- _Saved entries_:
════════

PR #3950, opened 2026-08-19
chore: remove atuin-nucleo

taylordotfish:
After #3782 we no longer use `atuin-nucleo`, so we can remove it from the tree. The source code is not lost; we can always recover it if necessary.

One file, `crates/atuin-daemon/src/search/normalize.rs`, was vendored from `atuin-nucleo` as part of #3782. There is a comment linking to the original source; [the link](https://github.com/atuinsh/atuin/blob/v18.18.1/crates/atuin-nucleo/matcher/src/chars/normalize.rs) goes to a specific tag rather than `main`, so it will continue to work even after the removal.


markovejnovic (approved):
lgtm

════════

- _ASSIGNED TASK_:
The task calls for all lines in the entries that hold "remove".

- _TASK RESULT_:
chore: remove atuin-nucleo
After #3782 we no longer use `atuin-nucleo`, so we can remove it from the tree. The source code is not lost; we can always recover it if necessary.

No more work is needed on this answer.